Unrest over the slow pace of transferring ownership of landed estates to tillers mounted amid the continuing high approval and trust ratings of Mr. Aquino in public opinion polls.

The President is currently enjoying praises for his initiatives in concluding a framework agreement for peace in Mindanao with the Moro Islamic Liberation Front on the Bangsamoro homeland.

But the reaction of Agrarian Reform Secretary Virgilio de los Reyes to the proposal stoked unrest in the agrarian sector, especially in Hacienda Luisita.

He said that extending the acquisition and distribution of agricultural land until 2019 (after the term of the President expires in 2016) would be “one of the options” he would present to the President before the start of the next regular session of Congress.

“If you have a law extending the program,” he said, “that’s not bad.”

De los Reyes added that between now and 2014, the Department of Agrarian Reform (DAR) aims to cover more than 900,000 hectares of land. This includes 300,000 ha of landholdings below 10 ha and 600,000 above 10 ha.

The DAR hopes to issue notices of coverage for landholdings above 10 ha by December this year and for landholdings below 10 ha, by July 2013.

The slow pace of the distribution of land has opened the Aquino administration to criticism of its commitment and political will to implement social reform in the sector where rural poverty is widespread.

Undersecretary Abigail Valte, deputy presidential spokesperson, made the muddle worse by telling reporters that Malacañang could not make a comment until it saw a copy of the bill filed by the Rodriguez brothers.

In filing the bill, its authors pointed out that the agrarian reform program had been behind schedule 25 years after it was launched by President Cory Aquino.

According to the bill, the DAR is far from meeting its 2012 target of of processing 180,000 ha of land. It has processed only about 32,000 ha.

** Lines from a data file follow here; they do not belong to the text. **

PR #1907, opened 2023-02-16
mapping: allow $_dpmi=(0).

bartoldeman:
This is related to VCPI (#1880) but this should work no matter what. Allocate enough memory to allow for EXTMEM, XMS, and VGAEMU LFB mappings independent of DPMI settings.

Relatedly this cleans up config.vgaemu_memsize a bit so it doesn't need to be checked for 0 (which means 1MB for historical reasons) every time.

### DIFF
--- a/src/base/init/init.c
+++ b/src/base/init/init.c
@@ -263,14 +263,17 @@ void device_init(void)
  *
  * description:
  *  reserves address space seen by DOS and DPMI apps
- *   There are three possibilities:
- *  1) 0-based mapping: one map at 0 of 1088k, the rest below 1G
+ *   There are two possibilities:
+ *  1) 0-based mapping: one map at 0 of 1088k, and the combined map
+ *     below.
  *     This is only used for i386 + vm86() (not KVM/CPUEMU)
- *  2) non-zero-based mapping: one combined mmap, everything below 4G
+ *  2) non-zero-based mapping: one combined mmap.
+ *     Everything needs to be below 4G for native DPMI
+ *     (intrinsically) and JIT CPUEMU (for now)
  *
  * DANG_END_FUNCTION
  */
-static void *mem_reserve(uint32_t memsize, uint32_t dpmi_size)
+static void *mem_reserve(uint32_t memsize)
 {
   void *result;
   int cap = MAPPING_INIT_LOWRAM | MAPPING_SCRATCH | MAPPING_DPMI;
@@ -279,7 +282,7 @@ static void *mem_reserve(uint32_t memsize, uint32_t dpmi_size)
 #ifdef __i386__
   if (config.cpu_vm == CPUVM_VM86) {
     result = mmap_mapping(MAPPING_NULL | MAPPING_SCRATCH,
-			  NULL, memsize, PROT_NONE);
+			  NULL, LOWMEM_SIZE + HMASIZE, PROT_NONE);
     if (result == MAP_FAILED) {
       const char *msg =
 	"You can most likely avoid this problem by running\n"
@@ -306,14 +309,15 @@ static void *mem_reserve(uint32_t memsize, uint32_t dpmi_size)
   }
 #endif
 
-  result = mmap_mapping(cap, (void *)-1, memsize + dpmi_size, prot);
+  result = mmap_mapping(cap, (void *)-1, memsize, prot);
   if (result == MAP_FAILED) {
     perror ("LOWRAM mmap");
     exit(EXIT_FAILURE);
   }
   if (config.cpu_vm_dpmi == CPUVM_KVM)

The DAR plans to acquire 17,524 ha of land under leasehold agreements this year but latest figures show it has processed only 7,724 ha.

This record prompted the peasant organization KMP to say the CARP was the “longest running and most expensive agrarian reform program in the world.”

The group cited government records showing that from 1972 to June 2005, the total approved Land Bank of the Philippines compensation to 83,203 landowners for 1.3 million hectares has reached P41.6 billion in cash and bonds, or an average of P500,463 per landlord.

On Nov. 2., Rappler reported online that the DAR said it would accomplish its target land distribution despite the bill seeking the extension of the agrarian reform program up to 2019.

Rappler said DAR would press on issuance of notices of coverage commencing “the compulsory acquisition of private agricultural lands coverable under the CARP.”

Nearly 1 million hectares of country’s agricultural estates remain to be partitioned to workers before the CARP ends in June 2014.

Litmus test

Last week, the DAR announced that it had hammered out a list of provisional beneficiaries of Hacienda Luisita, nearly a year after the Supreme Court unanimously decided to distribute the estate among its workers. The land distribution in the hacienda is considered the litmus test of the administration’s commitment to agrarian reform, which makes a mockery of his self-righteous slogan, “Kung walang corrupt, walang mahirap.”

The agrarian reform program is caught in the trap of bureaucratic timidity and lack of budgetary support. For example, an Inquirer report of June 6, 2012, said that Malacañang had announced that the President would make his “best effort to implement fully the agrarian reform program before he steps down in 2016.”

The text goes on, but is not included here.